The paper pointed out one major drawback of 3D LaneNet that the top view projection does not align with the IPM image feature in the presence of a non-zero slope. The proposed “virtual top view” projection will align with IPM. This essentially changes the regression target (not the “anchor representation” the paper argues.)
Concretely, an uphill 3D lane with zero yaw will provide parallel target in the real top view (x, y, 0) but will have diverging target in virtual top view ($\bar{x}$, $\bar{y}$, $0$). Similarly a downhill 3D lane will have converging target in virtual top view. This will align with the IPM’ed image features.
In 3D LaneNet there is no guarantee that the projection of prediction matches the image and lacks the 2D-3D consistency. However in Gen-LaneNet, 3D are lifted from 2D and thus this consistency is inherent to the pipeline.
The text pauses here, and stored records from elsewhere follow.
PR #1365, opened 2024-03-02
Add Lockable to FlattenedStorage

pmrv:
I tend to have it on `HasStoredTraits` objects, which I can lock after a workflow is done, but since flattened storages are mutable, I could still mess with them by accident.


jan-janssen:
The tests are currently broken, so I mark this pull request as draft.

PR #1369, opened 2024-03-12
pyiron table: Change default executor to "pympipool.mpi.executor.PyMPIExecutor"

### LINKED ISSUE #1362: Tables broken with default executor
```python
tab = pr.create.table(...)
tab.add[...] = ...
tab.server.cores = 4
tab.run()
```

currently breaks, because by default the plain process pool is used.

https://github.com/pyiron/pyiron_base/blob/dec8f0931be9b289ba87ed1bf34f1caaa9b6a9c4/pyiron_base/jobs/datamining.py#L787

Since all pyiron tables use lambdas to wrap the user defined functions, this gives a pickle error.

I suppose using an executor from `pympipool` would fix this, but I couldn't check yet.

jan-janssen:
Change the default executor from `concurrent.futures.ProcessPoolExecutor` to `pympipool.mpi.executor.PyMPIExecutor` as the `ProcessPoolExecutor` does not support `lambda` functions.

### DIFF
--- a/pyiron_base/jobs/datamining.py
+++ b/pyiron_base/jobs/datamining.py
@@ -784,7 +784,7 @@ class TableJob(GenericJob):
             self.project.db.item_update({"timestart": datetime.now()}, self.job_id)
         with self.project_hdf5.open("input") as hdf5_input:
             if self._executor_type is None and self.server.cores > 1:
-                self._executor_type = "concurrent.futures.ProcessPoolExecutor"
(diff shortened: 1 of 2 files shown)


pmrv:
I've updated the `create_table` docstring to highlight the problem and point others to `pympipool`, but otherwise lgtm.  Thanks for the fix.

pmrv (approved):
lgtm

PR #1370, opened 2024-03-12
Switch to use conda as default

jan-janssen:
We require the `conda` package to be available, so we can expect that the `conda` executable is available but that does not mean that the `mamba` executable is available.

### DIFF
--- a/pyiron_base/project/condaenv.py
+++ b/pyiron_base/project/condaenv.py
@@ -21,7 +21,7 @@ class CondaEnvironment:
             )
 
     @staticmethod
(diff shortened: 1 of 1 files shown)


pmrv (approved):
lgtm.

Is it actually possible to add mamba to our (optional) deps and set this to True again in the future?

jan-janssen:
> Is it actually possible to add mamba to our (optional) deps and set this to True again in the future?

Technically yes, still as conda is now using the mamba solver I do not see an advantage of using mamba anymore:
https://www.anaconda.com/blog/a-faster-conda-for-a-growing-community

PR #1372, opened 2024-03-12
Extend conda interface: store conda environments in project

### LINKED ISSUE #1371: More flexible conda environments
pyiron at the moment uses the central conda environment path to store the environments. This is rather error-prone, so it would be better to store the conda environments also in the project path.

jan-janssen:
This pull request changes the location of the conda environment and stores it inside the project in a `conda` folder. In addition, it checks if an environment already exists and in that case just raises a warning rather than recreating the environment.


srmnitc:
How would this play out when there is limited number of files possible in the file system? For example, on a HPC cluster.  One might want to keep the project on a backed up space, but the conda environment there would be an overkill.

jan-janssen:
> How would this play out when there is limited number of files possible in the file system? For example, on a HPC cluster. One might want to keep the project on a backed up space, but the conda environment there would be an overkill.

I would exclude all directories which have `conda` in the name from the backup. It is similar to the way snakemake does it. The advantage is that it is more clear for the user to see which environment belongs to which project.

srmnitc:
> > How would this play out when there is limited number of files possible in the file system? For example, on a HPC cluster. One might want to keep the project on a backed up space, but the conda environment there would be an overkill.
> 
> I would exclude all directories which have `conda` in the name from the backup. It is similar to the way snakemake does it. The advantage is that it is more clear for the user to see which environment belongs to which project.

Is this possible, for example on cmti. I feel a lot of users might simply not know it. I do see the advantages. I suggest we discuss this in one of the pyiron meetings.

jan-janssen:
I would like to include this functionality in the `0.8` release of `pyiron_base` and as we have no pyiron meeting next week - given the easter holidays - it would be great to discuss this asynchronously.

srmnitc:
I still have my reservations about storing the whole environment in the project. Mainly about the number of files created and backup as I mentioned. Additionally for example wont the `pr.pack` function now include the environment files itself? But maybe @pmrv or others can also take a look.

jan-janssen:
> Mainly about the number of files created and backup as I mentioned. 

You can still create a central project and store all your environments there, it is just the default that is changing. 

> Additionally for example wont the `pr.pack` function now include the environment files itself? 

This is correct. Still I guess in most cases people are anyway copying their jobs to an archive project as discussed in https://github.com/pyiron/FAQs/issues/46

pyiron_base/project/generic.py
```diff
@@ -222,8 +222,9 @@ def conda_environment(self):
             raise ImportError(
                 "You need to have the conda python package installed to access conda environments."
             ) from None
-
-        return CondaEnvironment()
+        conda_dir = os.path.join(self.path, "conda")
+        os.makedirs(conda_dir, exist_ok=True)
+        return CondaEnvironment(env_path=conda_dir)
```
pmrv: Would it not be possible to make the conda path configurable here, that would side step @srmnitc concerns, which I think are valid.

jan-janssen:
@pmrv and @srmnitc based on your suggestion, I kept the default option to create a new central conda environment. Still now the users can disable the global installation and create a conda environment only in a given project using the `global_installation=False` option:
```python
pr.conda_environment.create(env_name="test", env_file="environment.yml", global_installation=False)
```

srmnitc (approved):
lgtm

The paper also decoupled 2D lane line prediction and lifting 2D to 3D. Decoupling 3D structure prediction from 2D LLD: motivated by the fact that encoding of 3D geometry is rather independent from image features. This decoupling makes the module more flexible and scalable. The second stage can be trained with a synthetic dataset alone. The deliberate removal of image feature in the second stage is similar to predicting distance with bbox info only in Object frontal distance, and with skeleton only MonoLoco. A similar stragegy to alleviate sim2real domain gap can be also found in fishing net.
This paper is quite hard to read (like other papers by Baidu, unfortunately), but the underlying ideas are solid. I wished the paper included a clear definition of what is a (real) top view and a virtual top view.